The Twins moved out of the climate-controlled Metrodome after the 2009 season. The covered stadium sits only a couple of miles away, but in the reconfiguration process for football after the Twins left all the dirt was removed from the base paths. So the diamond is no longer up to major league standard.

Via Twitter, Twins President Dave St. Peter acknowledged the urging by some people for rescheduling of these games indoors. He joked in his tweet that ''if this many fans had actually attended games'' at the Dome, the Twins would've led MLB in attendance.

In a phone interview later, St. Peter said the Twins ''would never say never'' to a temporary shift if the weather or other circumstance was dire enough. Such a change, however, remains unrealistic.

''Needless to say, our organization, and certainly our season-ticket holders and our sponsors, doesn't have much interest in moving down to the Metrodome on a short-term basis for a game or two,'' St. Peter said.

The weather has been a bother throughout baseball this month, not only in Minnesota.

According to STATS research, this was the 14th postponement of the season. Through the first 23 days, there were six postponements in 2012, 15 in 2011 and just two in 2010. This year, there have been 14 games played with a first-pitch temperature below 40 degrees.

''It's been frustrating, needless to say,'' St. Peter said. ''Everything pointed to a really ugly night, one that playing baseball on wasn't really an option, due to the rain, due to the snow, due to the wind, due to the old. It just doesn't make much sense.''

St. Peter said, if the weather prevents the doubleheader from being completed, that Wednesday is a possibility for another makeup slot. That would require approval from the players from both teams and the MLB Players Association, because of the limit on how many consecutive days teams can play.

Thanks in part to all the wintry weather plus one scheduled off day last week, the Twins haven't lost in nine days since April 13. Their winning streak is at four games in a row, good enough to propel them into second place in the AL Central division. They were planning to send right-hander Kevin Correia to the mound on Monday, and he was moved to Tuesday afternoon. Right-hander Mike Pelfrey, scheduled to pitch the matinee, was pushed back to the night game, the Twins announced.

The Marlins, at least, didn't lose again.

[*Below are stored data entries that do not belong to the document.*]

PR #2052, opened 2026-07-10
Remove 'deleted' annotations when registering

archlitchi:
/kind cleanup

we don't need to maintain a  'deleted' status on node annotations, we can simply remove that part

## Summary by CodeRabbit

* **Bug Fixes**
  * Updated health-check handling to remove special-case behavior for “Deleted” handshake states across supported device types.
  * Improved node cleanup by fully removing handshake annotation keys rather than writing timestamped “Deleted_*” markers.
  * Adjusted health and reset expectations to keep reporting consistent for expired and unknown handshake scenarios.
* **Tests**
  * Revised health and cleanup test cases to match the updated handshake-state behavior and annotation-removal behavior.


archlitchi:
CC @Shouren

wawa0210:
----    
cc @S descendants

pkg/util/util_test.go
Shouren: @archlitchi I think we should also change the name of function like `TestRemoveAnnotations` or else

pkg/util/util.go
```diff
@@ -226,14 +225,36 @@ func InitKlogFlags() *flag.FlagSet {
...
 	n, err := GetNode(nn)
 	if err != nil {
 		klog.Errorln("get node failed", err.Error())
 		return err
 	}
-	return PatchNodeAnnotations(n, tmppat)
+	return RemoveNodeAnnotation(n, devType)
+}
+
+func RemoveNodeAnnotation(node *corev1.Node, annotationKey string) error {
```
DSFans2014: it's better to pass a list? If we want to delete multiple keys at once, we'd need to call this function repeatedly and send multiple requests.

archlitchi: adopted

pkg/util/util_test.go
archlitchi: adopted

DSFans2014 (commented):
/lgtm

ouyangluwei163 (commented):
/lgtm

Miami (4-15) has the fewest wins and the worst record in the majors, a low not unexpected after the offseason sell-off that sent away most of the team's best players to save money and start over with a young team and new manager Mike Redmond.

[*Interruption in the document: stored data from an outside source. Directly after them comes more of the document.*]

PR #2567, opened 2026-08-11
Add a CI verification check

jianzhangbjz:
**What type of PR is this?**

/kind feature

Add a CI verification tool (`hack/tools/rbaccheck/`) that uses Go AST analysis to verify production code only calls Kubernetes API verbs that are granted by the scheduler ClusterRole.

The existing bash-based verify-rbac.sh greps for `Nodes().Update(` to catch one specific violation. The new Go tool:
 - Parses `charts/hami/templates/scheduler/clusterrole.yaml` to extract all
    (resource, verb) pairs granted by the scheduler ClusterRole
 - Walks Go source files using `go/ast` to precisely match method call chains
    like `CoreV1().<Resource>().<Verb>(...)`
 - Checks all resource types (Nodes, Pods, Events, ConfigMaps, etc.), not just
    Nodes
 - Avoids false positives by matching at the AST level rather than text grep

---
 
_**This catches violations that bash/grep misses — for example `Events().Update()` in `pkg/util/util.go:325`, where the scheduler ClusterRole only grants `create, get, list` on events.**_

Fixed PR: https://github.com/Project-HAMi/HAMi/pull/2569

Fixes https://github.com/Project-HAMi/HAMi/pull/2329#discussion_r3743270389

The tool runs via `go run ./hack/tools/rbaccheck/ ./pkg/` as part of `make verify`. It depends on `gopkg.in/yaml.v3` which is already a direct dependency.

No — CI-only change.

This PR was Assisted by Claude Code.

## Security
- Added automated validation to ensure Kubernetes operations use only approved permissions.
- Verification reports unauthorized access clearly, including affected locations and remediation guidance.

## Quality
- Integrated access-control checks into the full verification process.
- Existing validation checks continue to run alongside the new security checks.

### DIFF
--- a/hack/tools/rbaccheck/main.go
+++ b/hack/tools/rbaccheck/main.go
@@ -1,0 +1,365 @@
+/*
+Copyright 2024 The HAMi Authors.
+
+Licensed under the Apache License, Version 2.0 (the "License");
+you may not use this file except in compliance with the License.
+You may obtain a copy of the License at
+
+	http://www.apache.org/licenses/LICENSE-2.0
+
+Unless required by applicable law or agreed to in writing, software
+distributed under the License is distributed on an "AS IS" BASIS,
+WITHOUT WARRANTIES OR CONDITIONS OF ANY KIND, either express or implied.
+See the License for the specific language governing permissions and
+limitations under the License.
+*/
+
+// rbaccheck verifies that production Go code only calls Kubernetes API
+// methods (Get, Patch, Update, Delete, Create, List, Watch) that are
+// granted by the RBAC roles in the helm chart.
+//
+// Usage: go run ./hack/tools/rbaccheck/ [path ...]
+//
+// It reads the ClusterRole/Role templates under charts/hami/templates to
+// extract allowed (resource, verb) pairs, then walks Go source files looking
+// for method chains like CoreV1().Nodes().Update(...) and reports any verb
+// that is not allowed for the matching resource.
+//
+// Different binaries run under different service accounts, so each source
+// directory is checked against the role of the binary that runs its code:
+//
+//	cmd/scheduler/, pkg/scheduler/, pkg/device/   scheduler roles
+//	cmd/device-plugin/, pkg/device-plugin/        device-plugin role
+//	shared code (e.g. pkg/util/)                  union of all roles
+package main
+
+import (
+	"fmt"
+	"go/ast"
+	"go/parser"
+	"go/token"
+	"os"
+	"path/filepath"
+	"strings"
+
+	"gopkg.in/yaml.v3"
+)
+
+type rule struct {
+	APIGroups []string `yaml:"apiGroups"`
+	Resources []string `yaml:"resources"`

According to STATS research, this is their worst mark in Marlins history after 19 games. They were 5-14 in 1995, 1998 and 1999.

The Marlins are batting .212 with six home runs and 43 runs scored, all by far the fewest totals in the majors. Giancarlo Stanton, the only star who wasn't traded, is hitting .188 with one run batted in.

Right-hander Ricky Nolasco, the scheduled starter for Monday, was bumped to the Tuesday afternoon game. Right-hander Jose Hernandez, slated to take the mound for the matinee, was slotted for the Tuesday night game instead, the Marlins announced.

Redmond was forced to wait for his reunion with the Twins, for whom he was a popular backup catcher from 2005-09. The Marlins also have a pair of former Twins pitchers, Jon Rauch and Kevin Slowey.